I would expect my readership, as an erudite lot, to immediately understand the references in the title of this post (which could also have been stated as “Of Bullets and Balloons). In the light of these two world events though, my attention has been drawn to a pernicious little meme propagating around the twitterverse in the continual non-war that is the old science vs. religion debate. I call it a non-war because actually most folks will agree that science is very good at explaining the “how” and religion (or more correctly “faith”) is concerned far more with the “why”. They are most definitely over-lapping, but I sometimes wonder whether the discussions are better phrased in the light of the application, rather than the principle, in which case it could be argued that it is not science and religion that can be seen at odds, but applied science and religion (which is applied or, rather often, mis-applied faith). That, however, is unwieldy and more importantly, unlikely to gain any traction due to the established terminology.

However, once more, I am digressing. The pernicious paragraph that has come to my attention (thanks to Kalyr), runs as follows:

Dear Religion, This week I safely dropped a human from space; you shot a 14 yr old girl in the head for wanting education. Yours, Science.

How, I was asked, do you rebut that? In short, I’m not sure you can rebut it, simply because of the incredibly brief medium that is the Tweet. You can, however, counter it. You can’t debate, but you can challenge. (And in passing notice how the classic pattern of comparing “your” best with the “others” worst is clearly on display here).

How, then would you respond?
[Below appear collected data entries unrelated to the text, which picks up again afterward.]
PR #3845, opened 2026-07-31
feat(desktop): schema-certified env scaffolding for agent snapshots

monotykamary:
## Summary

Unify env/credential handling across snapshots, runs, and chat-completions, with a schema-certified contract path — and let an external control plane ship an agent manifest whose non-secret configuration (e.g. an OpenAI-compatible API route) arrives pre-wired, while credentials still stay out of snapshot files by construction.

1. **Schema-certified env scaffolding round-trip** — agent snapshots own the full `env_vars` schema; scaffolds hold key names only (`definition.environment`), never selected values, wrapper or not.
2. **`definition.environmentValues` — import-only value hints for non-secret config.** Buzz's own export never writes this field. At import, every hint must reference a key also declared in `environment`; keys whose name marks a credential (e.g. `*_API_KEY`, `*_TOKEN`) are dropped to blank scaffolding so a producer can never smuggle a live secret into a manifest. Both count- and per-value-capped at decode (`MAX_SNAPSHOT_ENV_KEYS` / `MAX_ENV_VALUE_BYTES`). Motivating case: a hosted control plane exports `OPENAI_COMPAT_BASE_URL` so the imported agent starts pointed at the right endpoint; only the API key is pasted by the owner. The import preview surfaces which keys arrive pre-filled.
3. **Run-scoped env overlay** (e.g. from slash options) merges into `agent_runtime_env` for declared keys, keeping schema-owned contracts intact across every run mode — including contract-less exported imports and legacy keyless snapshots.
4. **`agent_runtime_env` is the only consumer-visible truth surface** for declared env values (canonical resolution path) — but only where the values fit the declared schema. Selected credential names are recycled as the snapshot's own values, never as provider-scoped storage.
5. **`env.get_credential`** resolves through the central credential-name normalizer, so ambiguous inputs uniformly fail closed instead of edge-case-matching a real credential.
6. **Persona export/import propagation** — sub-agent env scaffolding exports from `snapshot_json`, imports back through the shared splitter, and legacy top-level `env_vars` blobs round-trip partner-aware.
7. **Loop models endpoints** — sub-agent chain flattening follows canonical flatten refs, and loop exports bundle the resolved env scaffolding team refs carry.
8. **Credential format linter + contract schema HTTP shape enforcement** — natural lint, source-only path, bulletproof coverage.
9. **Env vars module is the only keeper of secret-bearing literals** — input-path write and normalization mixed-state leaks are defused.

Key invariants preserved:

- Run-scoped overlay values bypass credential staging; credential truth still lives in `agent_runtime_env` reads.
- Contract terms fire only when schemas are present — no silent LLM-key staging.
- No new credential-bearing HTTP surface.
- When a key resolves credentially, nothing changes about what actually reaches a child process.
- The `env.*` and `agent_env.*` API contracts are untouched.

### Related issue

None found (searched open PRs/issues for environment/snapshot overlap). Producer-side counterpart (external control plane emitting `environmentValues` hints): app.inloop.studio PR #476.

### Testing

`cargo test --lib` — full suite green (2,000+ tests), including new coverage for:

- value hints: pre-filled non-secret keys land, secret-named keys drop to blank, undeclared keys ignored, empty strings treated as blank, oversize count/value rejected at decode, Buzz export never serializes the field
- wrapper↔owner scaffolds (never value-bearing)
- schema shape → auth-injection path
- legacy keyless / contract-less export-import round-trips
- unresolved-mixed overlay honesty
- `env.get_credential` resolution edges
- per-run HTTP contract-schema path reaching the same merge gate
- `egress_guard` inventories updated for the persona-import module split

Also `cargo clippy --lib --all-features` clean and `cargo fmt --check` clean.


Chessing234:
huge diff. if you can carve the schema-certified path into its own pr, review will go a lot faster

PR #3849, opened 2026-07-31
fix(relay): serialize NIP-IA snapshot timestamps

### LINKED ISSUE #3848: NIP-IA archive snapshot can lose rapid same-second updates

Preferably with integrity and honesty.

This is what I’ve come up with, after a fair amount of thought. I can’t say it’s perfect, but it’s a start.

Dear Science, Your hand made the gun that did the deed. I point to the hand that made both the explorer and the explored. Yours, Religion.

I await responses with interest, but I’m maybe more concerned that nobody at the University seems to think I might even have something to offer….



1. Jane - 17 October 2012

I think that among other things, you make a very important distinction between “faith” and “religion”, here. It’s organised religion, a social structure that creates rigid rules and then tries to impose them on others, that potentially decides to kill little girls. That’s a bad thing, and while I’ve never felt the slightest temptation to take part in that sort of organisation myself, I suspect the small subset of those that do who also do the “impose on others” part have lost track of the “faith” side of things.

2. Chris - 18 October 2012

The more contained the American culture war is, the better. Your work and efforts will bear a return over time.

I listened to Analysis featuring Professor Manuel Castells and Paul Mason from Newsnight. http://www.bbc.co.uk/programmes/b01n9yg1

It discusses Network Society, Identity politics and the rejection of mainstream organisations by the young and disenfranchised. Professor Castells notes a loss of faith in all institutions.Not just hierarchical organisations but political structures and academic bodies. Understand those forces in society and your chaplaincy will find new relevancy. Science vs Religion is a cover issue for political grievances. I believe the actual Science vs Religion debate is only of interest to a very small group of people.

Find a way to speak to people’s concerns and they will engage with you. Being of value and becoming part of a community can trump pithy couplets slapped on an image macro.

3. Thomas Zunder - 18 October 2012

People use all kinds of dogma to oppress each other. Even science.